The nursing shortage in Texas and around the country is not a new phenomenon, but the pandemic has put the issue in high relief. Dallas-based Sadiant, an app and web-based on-demand medical staffing company, may be part of a solution. 

 The Texas Center for Nursing Workforce Solutions data say that between 2019 and 2032, nursing supply will grow by 30.5 percent, but demand will grow faster. By 2032, the nurse supply will not meet more than 16 percent of demand. The greatest need is for nurses in hospital settings. During the same period, the center predicts a surplus of nurse practitioners and certified registered nurse anesthetists. This imbalance creates a demand for placement companies to respond in real time to the ebb and flow of hospitals’ needs.

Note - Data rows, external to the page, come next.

PR #1200, opened 2022-12-13
fix(dev-env): Reuse Lando App instead of recreating it every time

sjinks:
## Description

This PR brings in some performance improvements.

Every time we call a function from `dev-environment-lando.js`, that function usually gets a fresh copy of Lando's App and initializes it. This is fine if we don't have to call more than one function, but is problematic when we have to call several functions (e.g., our script calls `landoExec` to do something).

This PR ensures that the app is created and initialized only once (per instance path). This reduces I/O and memory consumption (as Lando won't create event listeners like crazy).

How it used to be:

```
$ DO_NOT_TRACK=1 DEBUG="@automattic/vip:bin:dev-environment" ./dist/bin/vip-dev-env-import-sql.js test.sql 2>&1 | grep -F 'initiatilizing app'
vip-local 01:53:55 VERBOSE ==> initiatilizing app at /home/volodymyr/.local/share/vip/dev-environment/vip-local...
vip-local 01:53:58 VERBOSE ==> initiatilizing app at /home/volodymyr/.local/share/vip/dev-environment/vip-local...
vip-local 01:53:59 VERBOSE ==> initiatilizing app at /home/volodymyr/.local/share/vip/dev-environment/vip-local...
vip-local 01:54:07 VERBOSE ==> initiatilizing app at /home/volodymyr/.local/share/vip/dev-environment/vip-local...

$ DO_NOT_TRACK=1 time ./dist/bin/vip-dev-env-import-sql.js test.sql
...
1.17user 0.15system 0:06.54elapsed 20%CPU (0avgtext+0avgdata 143748maxresident)k
0inputs+86568outputs (0major+118314minor)pagefaults 0swaps
```

Now:
```
$ DO_NOT_TRACK=1 DEBUG="@automattic/vip:bin:dev-environment" ./dist/bin/vip-dev-env-import-sql.js test.sql 2>&1 | grep -F 'initiatilizing app'
vip-local 02:09:36 VERBOSE ==> initiatilizing app at /home/volodymyr/.local/share/vip/dev-environment/vip-local...

$ DO_NOT_TRACK=1 time ./dist/bin/vip-dev-env-import-sql.js test.sql
...
0.73user 0.18system 0:06.02elapsed 15%CPU (0avgtext+0avgdata 141040maxresident)k
160inputs+82976outputs (1major+92091minor)pagefaults 0swaps
```

Also,

```
DO_NOT_TRACK=1 DEBUG="@automattic/vip:bin:dev-environment" ./dist/bin/vip-dev-env-import-sql.js test.sql > log.txt 2>&1
```

The size of `log.txt`:
* Before: 135,362 bytes
* After: 35,624 bytes

## Steps to Test

Apply the patch and ensure that dev env commands still work.

### DIFF
--- a/src/lib/dev-environment/dev-environment-lando.js
+++ b/src/lib/dev-environment/dev-environment-lando.js
@@ -70,6 +70,24 @@ function getLandoConfig() {
 	};
 }
 
+const appMap: Map<string, App> = new Map();
+
+async function getLandoApplication( lando: Lando, instancePath: string ): Promise<App> {
+	if ( appMap.has( instancePath ) ) {
+		return Promise.resolve( appMap.get( instancePath ) );
+	}
+
+	const app = lando.getApp( instancePath );
+	addHooks( app, lando );
+	appMap.set( instancePath, app );
+
+	if ( ! app.initialized ) {
+		await app.init();
+	}
+
+	return app;
+}
+
 export async function bootstrapLando(): Promise<Lando> {
 	const lando = new Lando( getLandoConfig() );
 	await lando.bootstrap();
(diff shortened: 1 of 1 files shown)


src/lib/dev-environment/dev-environment-lando.js
```diff
@@ -70,6 +70,24 @@ function getLandoConfig() {
 	};
 }
 
+const appMap: Map<string, App> = new Map();
+
+async function getLandoApplication( lando: Lando, instancePath: string ): Promise<App> {
+	if ( appMap.has( instancePath ) ) {
+		return Promise.resolve( appMap.get( instancePath ) );
```
rinatkhaziev, line 77: Since this is an async function wouldn't `return appMap.get( instancePath );` be sufficient?

sjinks: async functions return promises no matter what 🙂

Although a JS engine will convert a "plain" value into a promise, type checkers like Flow and TypeScript complain if we return something else than a promise.

rinatkhaziev: > async functions return promises no matter what

right, that's exactly what I meant :) 

> type checkers like Flow and TypeScript complain if we return something else than a promise.

ah I see

rinatkhaziev (approved):
I didn't do a thorough test but the code looks fine.

PR #1201, opened 2022-12-13
fix(dev-env): Do not check env is up for every action

sjinks:
## Description

This PR further improves #1200.

`landoExec()` checks if the environment is up every time it is called. This creates unnecessary load, I/O, and slows things down.

This PR extracts the `isEnvUp()` logic into a dedicated function (the Single Responsibility Principle is great) and gets rid of the `force` option.

This allows us to speed the application up even more. With this change, the size of the log file goes down to 29,011 bytes.

## Steps to Test

Apply the patch and verify that dev-env commands still work.

### DIFF
--- a/__tests__/devenv-e2e/009-import-media.spec.js
+++ b/__tests__/devenv-e2e/009-import-media.spec.js
@@ -53,7 +53,7 @@ describe( 'vip dev-env import media', () => {
 		expect( result.rc ).toBe( 0 );
 		expect( checkEnvExists( slug ) ).toBe( true );
 
-		result = await cliTest.spawn( [ process.argv[ 0 ], vipDevEnvImportMedia, '--slug', slug, __dirname ], { env } );
+		result = await cliTest.spawn( [ process.argv[ 0 ], vipDevEnvImportMedia, '--slug', slug, __dirname ], { env }, true );
 		expect( result.rc ).toBe( 0 );
 
 		const uploadsPath = path.join( getEnvironmentPath( slug ), 'uploads' );
--- a/__tests__/devenv-e2e/helpers/utils.js
+++ b/__tests__/devenv-e2e/helpers/utils.js
@@ -7,7 +7,7 @@ import { expect } from '@jest/globals';
 /**
  * Internal dependencies
  */
-import { doesEnvironmentExist } from '../../../src/lib/dev-environment/dev-environment-core';
+import { doesEnvironmentExist, getEnvironmentPath } from '../../../src/lib/dev-environment/dev-environment-core';
 import { vipDevEnvCreate, vipDevEnvDestroy, vipDevEnvStart } from './commands';
 
 let id = 0;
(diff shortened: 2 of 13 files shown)


rinatkhaziev:
Cursory testing shows that it doesn't work. A running environment is not recognized:

```
vip dev-env --slug what-mu exec -- wp option
get home
Running validation steps...
✓ Check for docker installation
✓ Check for docker-compose installation
✓ Check access to docker for current user
✓ Check DNS resolution
Error: Environment doesn't exist.


To create a new environment run:

vip dev-env create
```

but it was running, and now restarting:

```
 vip dev-env --slug what-mu start
Running validation steps...
✓ Check for docker installation
✓ Check for docker-compose installation
✓ Check access to docker for current user
✓ Check DNS resolution
The most recent WordPress version available is: 6.1
Environment WordPress version is: 6.1  ... 😎 nice!
Killing whatmu_nginx_1         ... done
Killing whatmu_php_1           ... done
Killing whatmu_memcached_1     ... done
Killing whatmu_wordpress_1     ... done
Killing whatmu_elasticsearch_1 ... done
Killing whatmu_database_1      ... done
Killing whatmu_devtools_1      ... done
```

If we wanna speed things up we probably should look into optimizing isEnvUp and also the pre-flight checks. Do we really need the dependency checks there and the DNS check?

rinatkhaziev (changes requested):
Please see the comment.

sjinks:
> Base automatically changed from fix/multi-init to develop 4 hours ago

Not all PRs are compatible :-)

sjinks:
> If we wanna speed things up we probably should look into optimizing isEnvUp

This is exactly what we are trying to do. In `develop`, `exec()` calls `isEnvUp()` on every invocation. And, before #1200 was merged, it (re)initialized Lando every time. Now, we call `isEnvUp()` in three places: `vip dev-env exec`, `vip dev-env import sql`, and `vip dev-env info`

> Do we really need the dependency checks there and the DNS check?

TBH, I would only leave these checks in `vip dev-env start`, assuming that the user needs to start the environment first before doing something else with it. However, if the user runs any other command before starting the environment, and there is a misconfiguration, they will probably see a cryptic message (which was the reason why we introduced these checks).

However, the preflight checks are pretty fast:
```
@automattic/vip:bin:dev-environment Validation checks completed in 10 ms
```

`isEnvUp()` is slower (the actual duration will greatly depend on the load):
```
@automattic/vip:bin:dev-environment isEnvUp took 169 ms
```

sjinks:
See also: #1209

sjinks:
Waiting for #1203 to be merged first.

rinatkhaziev (approved):
Code looks fine but will do some manual testing.

rinatkhaziev:
I seemed to have ran into an issue due to checking out the branch but not doing `npm ci` but after I did that I'm not able to reproduce after doing `npm ci`

PR #1203, opened 2022-12-13
test(dev-env): Add E2E tests for dev env

sjinks:
## Description

This PR adds E2E tests for dev environment.

  vip dev-env create
    ✓ should create a new environment
    ✓ should fail on duplicate slugs
    ✓ should use sane defaults
    ✓ should be configurable via command line

  vip dev-env destroy
    ✓ should fail if environment does not exist
    ✓ should remove existing environment
    ✓ should remove existing environment even without landofile
    ✓ should keep the files when asked to
    if the environment is running
      ✓ should stop and destroy it

  vip dev-env start
    ✓ should fail if environment does not exist
    ✓ should start an environment

  vip dev-env stop
    ✓ should fail if environment does not exist
    ✓ should stop a running environment
    ✓ should not fail if the environment is stopped

  vip dev-env update
    ✓ should fail if the environment does not exist
    ✓ should not update the environment if there are no changes
    ✓ should update the environment
    ✓ should not update multisiteness

  vip dev-env list
    ✓ should handle no environments
    ✓ should list multiple environments
    for started environments
      ✓ should list them as UP

  vip dev-env info
    ✓ should fail on a non-existing environment
    ✓ should display the info
    for started environments
      ✓ should list them as UP

  vip dev-env exec
    if the environment does not exist
      ✓ should fail
    if the environment exists
      ✓ should run known commands
      ✓ should fail on unknown commands
      ✓ should not produce superfluous output in silent mode
      ✎ todo vip dev-env exec --force

  vip dev-env import media
    ✓ should fail if environment does not exist
    ✓ should copy files if environment exists

  vip dev-env import sql
    if the environment does not exist
      ✓ should fail
    if the environment exists
      ✓ should fail if the file fails validation
      ✓ should allow to bypass validation
      ✓ should correctly perform replace

## Steps to Test

The CI should pass.


__tests__/devenv-e2e/helpers/utils.js
```diff
@@ -0,0 +1,88 @@
...
+	expect( result.stdout ).toMatch( /STATUS\s+UP/u );
+}
+
+/**
+ * @param {import('./cli-test').CliTest} cliTest CLI Test instance
+ * @param {string} slug Environment slug
+ * @param {NodeJS.ProcessEnv} env Environment
+ * @param {bool} shouldSucceed Whether destruction should succeed
+ */
+export async function destroyEnvironment( cliTest, slug, env, shouldSucceed = true ) {
```
rebeccahum: I don't see the use case of `false` being passed into `shouldSucceed` anywhere. Is this for future?

sjinks: Yeah, incomplete refactoring :-( `CliTest.spawn()` uses `shouldSucceed` to see if it should print stderr on failure. I extracted the function but never checked if `false` is ever passed to it.

Fixed, thanks!

rebeccahum (approved):
Thanks for fixing!

PR #279, opened 2021-07-06
Ability to provide a cron-schedule for automatic restarts

### LINKED ISSUE #281: Enable scheduled restarts of Solr Clouds
For various reasons, users might want to restart their Solr Clouds on some sort of schedule. This could be for stability, Client Auth cert renewal, etc. It is possible for users to enable this themselves, but it's also something that can be easily supported by the operator without having to write risky code client-side.

The operator should be able to support this by merely setting a time annotation on the Solr pod template, and scheduling a reconcile for when the next scheduled restart should take place.

Using a Kubernetes `CronJob` would likely be overkill, and dealing with images and permissions to modify the statefulSet or SolrCloud would be more painful than including it as an option in the SolrCloud spec.

HoustonPutman:
Resolves #281

### DIFF
--- a/api/v1beta1/solrcloud_types.go
+++ b/api/v1beta1/solrcloud_types.go
@@ -475,6 +475,10 @@ type SolrUpdateStrategy struct {
 	// Options for Solr Operator Managed rolling updates.
 	// +optional
 	ManagedUpdateOptions ManagedUpdateOptions `json:"managed,omitempty"`
+
+	// Perform a scheduled restart on the given schedule, in CRON format.
+	// +optional
+	RestartSchedule string `json:"restartSchedule,omitempty"`
 }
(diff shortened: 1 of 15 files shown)


thelabdude:
haven't reviewed yet, just wondering if a Go duration string (https://golang.org/pkg/time/#ParseDuration) would work better than a CRON string? Similar to the pod reaper https://github.com/ptagr/pod-reaper ...

HoustonPutman:
Conveniently [this CRON api supports](https://pkg.go.dev/github.com/robfig/cron/v3?utm_source=godoc#hdr-Predefined_schedules) `@every <duration>`!

thelabdude (approved):
Nice unit tests!

PR #292, opened 2021-07-20
Add config options to enable TLS from cert files mounted to a dir on each pod by a cert-manager extension

### LINKED ISSUE #291: Config options to enable TLS from files in a mounted directory instead of from a secret
One emerging pattern in the K8s ecosystem I've noticed is to have a cert-manager extension that issues a unique TLS certificate for each pod. Typically how this works is the cert-manager extension watches for specific annotations on the pod spec (in the STS) and then handles the certificate request per pod; once the cert is issued, the extension mounts the cert files to a directory on the pod. The files could come from a unique secret per pod or via a CSI driver that loads the files to a specified volume mount.

The current TLS solution in the Solr operator looks for a shared secret containing the keystore and supporting files; all pods share the same cert. With the cert-manager extension approach described above, the secret containing the TLS files for each pod is unique. Hence, the current TLS options in the operator won't work. The Solr operator needs to know this automated TLS mounting process is happening so it can configure Solr to use the provided keystore / truststore, as well as enable TLS in various places, such as on the probes as well as setting the `urlScheme` in ZK. The operator also needs to know to send requests to Solr using `https`. 

So I'm thinking of adding a `mountedTLSDir` option to the existing `SolrTLSOptions` struct to indicate to the Solr operator it needs to enable TLS for Solr using the files in the specified directory and not look for a shared secret containing the TLS files.

When `mountedTLSDir` is used, the cert issuing process is opaque to the Solr operator, it just cares about the keystore, truststore, and store password files being in the PKCS12 format and being mounted on each Solr pod. The `mountedTLSDir` will be struct with defaults for the expected file names, e.g. `keystore.p12`, `truststore.p12`, and `keystore-password`. However, we need to be flexible about the names of the various files in the mount dir (although I think we can require the keystore/truststore to be in PKCS12 format)

thelabdude:
Fixes #291 

The tricky part of this PR is the keystore password being in a file, but Solr (and the exporter) have no facility for loading the password from a file (Solr expects the `SOLR_SSL_KEY_STORE_PASSWORD` ENV VAR via the `EnvSSLCredentialProvider`) and the prometheus exporter expects these to come through the `javax.net.ssl.keyStorePassword` and `javax.net.ssl.trustStorePassword` Java system props ...

So for the main Solr pod, I'm leveraging the initdb support in the Docker Solr framework to run a script in `/docker-entrypoint-initdb.d` to export the `SOLR_SSL_KEY_STORE_PASSWORD` and `SOLR_SSL_TRUST_STORE_PASSWORD` env vars by cat'ing out the password file(s) in the mounted dir. That's a bit onerous but the real rub is with the exporter, where it doesn't even work with the  `SOLR_SSL_KEY_STORE_PASSWORD` and `SOLR_SSL_TRUST_STORE_PASSWORD` env vars and expects the Java system properties. So had to resort to wrapping the entrypoint script to add these properties from the password file at runtime.

Added basic unit tests to verify the config and reconcile around these new config options


controllers/solrprometheusexporter_controller.go
```diff
@@ -216,6 +216,11 @@ func (r *SolrPrometheusExporterReconciler) Reconcile(req ctrl.Request) (ctrl.Res
 				}
 			}
 		}
+	} else if prometheusExporter.Spec.SolrReference.SolrTLS != nil && prometheusExporter.Spec.SolrReference.SolrTLS.MountedTLSDir != nil {
+		tlsClientOptions = &util.TLSClientOptions{}
+		tlsClientOptions.TLSOptions = prometheusExporter.Spec.SolrReference.SolrTLS
+		// TODO: How to get this from the SolrCloud reference?
```
thelabdude, line 222: Would appreciate some advice on how best to handle this? Maybe just add the same:
```
	// +optional
	BusyBoxImage *ContainerImage `json:"busyBoxImage,omitempty"`
```
For the Prometheus exporter CRD?

HoustonPutman: Yeah, no other option 😢 

Maybe in the description of the field we can say it is only used when mountedTLS is enabled?

thelabdude: SGTM ;-) Will update shortly

controllers/util/solr_util.go
```diff
@@ -101,7 +101,7 @@ func GenerateStatefulSet(solrCloud *solr.SolrCloud, solrCloudStatus *solr.SolrCl
 	defaultMode := int32(420)
 
 	probeScheme := corev1.URISchemeHTTP
-	if solrCloud.Spec.SolrTLS != nil {
+	if solrCloud.UrlScheme() == "https" {
```
HoustonPutman, line 104: this is going to conflict with the Ingress TLS Termination PR. When it does, just change this to `SolrCloud.UrlScheme(false)` (getting url scheme internal in the cluster)

controllers/util/solr_util.go
```diff
@@ -1390,12 +1434,13 @@ func generateSecurityJson(solrCloud *solr.SolrCloud) map[string][]byte {
           %s,
           { "name": "k8s-status", "role":"k8s", "collection": null, "path":"/admin/collections" },
           { "name": "k8s-metrics", "role":"k8s", "collection": null, "path":"/admin/metrics" },
+          { "name": "k8s-zk", "role":"k8s", "collection": null, "path":"/admin/zookeeper/status" },
```
HoustonPutman, line 1437: You mind if we fix these in a separate small PR?

api/v1beta1/solrcloud_types.go
```diff
@@ -1106,6 +1141,47 @@ type SolrTLSOptions struct {
 	// Opt-in flag to restart Solr pods after TLS secret updates, such as if the cert is renewed; default is false.
 	// +optional
 	RestartOnTLSSecretUpdate bool `json:"restartOnTLSSecretUpdate,omitempty"`
+
+	// Used to specify a path where the keystore, truststore, and password files are mounted by an external agent or CSI driver.
+	// This option is typically used with a `restartSchedule` to restart Solr pods before the mounted TLS cert expires.
```
HoustonPutman, line 1146:
```suggestion
	// This option is typically used with `spec.updateStrategy.restartSchedule` to restart Solr pods before the mounted TLS cert expires.
```

HoustonPutman (commented):
Small comments, looks good so far though!

Awaiting some wonderful additions to the TLS tests 😅

controllers/util/solr_util.go
thelabdude: this is an oops actually, sorry 'bout that (some cruft from an earlier approach), will revert back to what was there

controllers/util/solr_util.go
thelabdude: definitely, thanks for catching ... just a quick hack I made for testing on 8.9 but should not be in this PR

HoustonPutman (approved):

HoustonPutman (approved):
Good to go!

During the pandemic, as certain regions were overwhelmed with COVID-19 cases and required extra staff, other areas did not have enough work, and nurses were left with fewer shifts than they wanted. In Texas, some regions were overwhelmed, while others functioned normally. “I’d say that 90 to 95 percent of hospitals are using some kind of contract labor,’ says Sadiant CEO Casey Robertson. “There are varying amounts by facility, but the shortage is very, very real.”

Bringing in traveling nurses is expensive for a hospital, especially when there are so many unknowns about the length of stay. The standard contract for a traveling nurse is 13 weeks. But sometimes the nurses are not needed to stay that long, and hospital administrators are left making the difficult choice between filling shifts with the nurse they already paid for or giving employees their shifts back. This means added expenses and underutilized staff, or alienated employees who have shifts taken from them by travel nurses.

Robertson was a hospital CEO for ten years before joining Sadiant and constantly faced staffing issues at his hospital in Longview, Texas. “There’s always been a shortage of nurses and a push in the healthcare industry to  figure out how to get more nurses in the system,” he says. “While there is a nursing shortage, there also is an abundance nurses available in the region who can rotate in and out. But there’s not a way to connect those nurses to the hospitals.”

Sadiant allows hospitals to contract nurses the day they find out about an opening. Normally Robertson says it would take three or so weeks to find a travel nurse who would then be booked for a multi-month contract. During the pandemic, that type of flexibility was essential for keeping hospitals in the black during a tough year, all while allowing nurses the flexibility to add shifts as they want. Hospitals won’t end up with a nurse they no longer need; they also won’t have to pay for travel if they tap into local nurses who can fill spots. 

Another hurdle to putting more nurses to work is the lack of standardization across facilities regarding what a nurse needs to work there. Some hospitals require two TB shots in the past 12 months, while others need a chest X-ray within the past four months. For a nurse looking to pick up a new hospital shift, it can be challenging to gather all the needed materials and submit them in time to pick up work. All the varied requirements can cause burnout as well. “Part of the burnout problem is that they want to work, but it’s so hard to become credentialed and properly qualified to work because every facility has a different set of rules or regulations,” says Sarah Snetzer, Sadiant’s president. “It would be exciting for the industry to decide to standardize that process.”

Sadiant launched in East Texas and DFW but expanded to San Antonio and will be launching soon in the Atlanta area. With pent up demand during the pandemic, he knows the need for nurses will only grow as the population becomes vaccinated and more comfortable revisiting healthcare facilities. “In every market that we go to, there is organic growth based on someone hearing about what we’re offering and wanting to be part of it,” Robertson says. “They understand that we have nurses who are that are ready to work.”